▶ [INSTRUCTIONS FOR THE TASK]: Reproduce each entry below exactly, without omitting any.

▶ [Stored data]:
PR #131, opened 2026-01-22
feat: TUI and Toolkit modules for inline display

melix:
The inline display feature is nice, but lacked the higher level abstractions in TUI and toolkit. This made it effectively more complicated than it should be to use widgets or elements/components in the inline mode.

In the process, I have fixed an issue with focus management and some demo recordings. There are still bugs in the recording of the inline versions, but that can be fixed in another PR.

### DIFF
--- a/tamboui-core/src/main/java/dev/tamboui/internal/record/AnsiTerminalCapture.java
+++ b/tamboui-core/src/main/java/dev/tamboui/internal/record/AnsiTerminalCapture.java
@@ -4,68 +4,51 @@
  */
 package dev.tamboui.internal.record;
 
-import dev.tamboui.buffer.Buffer;
-import dev.tamboui.buffer.Cell;
-import dev.tamboui.layout.Rect;
-import dev.tamboui.style.AnsiColor;
-import dev.tamboui.style.Color;
-import dev.tamboui.style.Modifier;
-import dev.tamboui.style.Style;
-
 import java.io.ByteArrayOutputStream;
 import java.io.IOException;
 import java.io.OutputStream;
 import java.io.PrintStream;
-import java.nio.charset.StandardCharsets;
 import java.util.ArrayList;
 import java.util.List;
 
 /**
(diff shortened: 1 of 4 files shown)


tamboui-core/src/main/java/dev/tamboui/internal/record/AnsiTerminalCapture.java
```diff
@@ -4,68 +4,51 @@
...
 import java.io.PrintStream;
-import java.nio.charset.StandardCharsets;
 import java.util.ArrayList;
 import java.util.List;
 
 /**
- * Captures System.out output by parsing ANSI escape sequences and maintaining
- * a virtual terminal buffer. Used for recording inline demos that write directly
- * to System.out rather than using Backend.draw().
+ * Captures raw bytes written to System.out for recording inline demos.
```
maxandersen, line 15: so...this is not reliant of anything in tamboui - it just works on raw java std out/err streams? thats nice.

tamboui-toolkit/demos/inline-toolkit-demo/src/main/java/dev/tamboui/demo/InlineToolkitDemo.java
```diff
@@ -0,0 +1,354 @@
...
+
+import static dev.tamboui.toolkit.Toolkit.*;
+
+/**
+ * NPM-style package installation demo using InlineApp.
+ * <p>
+ * This demo recreates the same multi-phase UI as InlineProgressDemo but using
+ * the toolkit's element-based DSL instead of manual widget composition.
+ * <p>
+ * Compare the ~400 lines of InlineProgressDemo with this ~200 line version
```
maxandersen, line 30: This is definitely nice :)

Am I right in assuming that inlineview height is static?

As in, if I want to have things scroll down - i.e. have the inline view be 3 lines high but then print a table to console and then have that  in the scroll buffer of terminal?

maxandersen (approved):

▶ [REPLY]:
PR #131, opened 2026-01-22
feat: TUI and Toolkit modules for inline display

melix:
The inline display feature is nice, but lacked the higher level abstractions in TUI and toolkit. This made it effectively more complicated than it should be to use widgets or elements/components in the inline mode.

In the process, I have fixed an issue with focus management and some demo recordings. There are still bugs in the recording of the inline versions, but that can be fixed in another PR.

### DIFF
--- a/tamboui-core/src/main/java/dev/tamboui/internal/record/AnsiTerminalCapture.java
+++ b/tamboui-core/src/main/java/dev/tamboui/internal/record/AnsiTerminalCapture.java
@@ -4,68 +4,51 @@
  */
 package dev.tamboui.internal.record;
 
-import dev.tamboui.buffer.Buffer;
-import dev.tamboui.buffer.Cell;
-import dev.tamboui.layout.Rect;
-import dev.tamboui.style.AnsiColor;
-import dev.tamboui.style.Color;
-import dev.tamboui.style.Modifier;
-import dev.tamboui.style.Style;
-
 import java.io.ByteArrayOutputStream;
 import java.io.IOException;
 import java.io.OutputStream;
 import java.io.PrintStream;
-import java.nio.charset.StandardCharsets;
 import java.util.ArrayList;
 import java.util.List;
 
 /**
(diff shortened: 1 of 4 files shown)


tamboui-core/src/main/java/dev/tamboui/internal/record/AnsiTerminalCapture.java
```diff
@@ -4,68 +4,51 @@
...
 import java.io.PrintStream;
-import java.nio.charset.StandardCharsets;
 import java.util.ArrayList;
 import java.util.List;
 
 /**
- * Captures System.out output by parsing ANSI escape sequences and maintaining
- * a virtual terminal buffer. Used for recording inline demos that write directly
- * to System.out rather than using Backend.draw().
+ * Captures raw bytes written to System.out for recording inline demos.
```
maxandersen, line 15: so...this is not reliant of anything in tamboui - it just works on raw java std out/err streams? thats nice.

tamboui-toolkit/demos/inline-toolkit-demo/src/main/java/dev/tamboui/demo/InlineToolkitDemo.java
```diff
@@ -0,0 +1,354 @@
...
+
+import static dev.tamboui.toolkit.Toolkit.*;
+
+/**
+ * NPM-style package installation demo using InlineApp.
+ * <p>
+ * This demo recreates the same multi-phase UI as InlineProgressDemo but using
+ * the toolkit's element-based DSL instead of manual widget composition.
+ * <p>
+ * Compare the ~400 lines of InlineProgressDemo with this ~200 line version
```
maxandersen, line 30: This is definitely nice :)

Am I right in assuming that inlineview height is static?

As in, if I want to have things scroll down - i.e. have the inline view be 3 lines high but then print a table to console and then have that  in the scroll buffer of terminal?

maxandersen (approved):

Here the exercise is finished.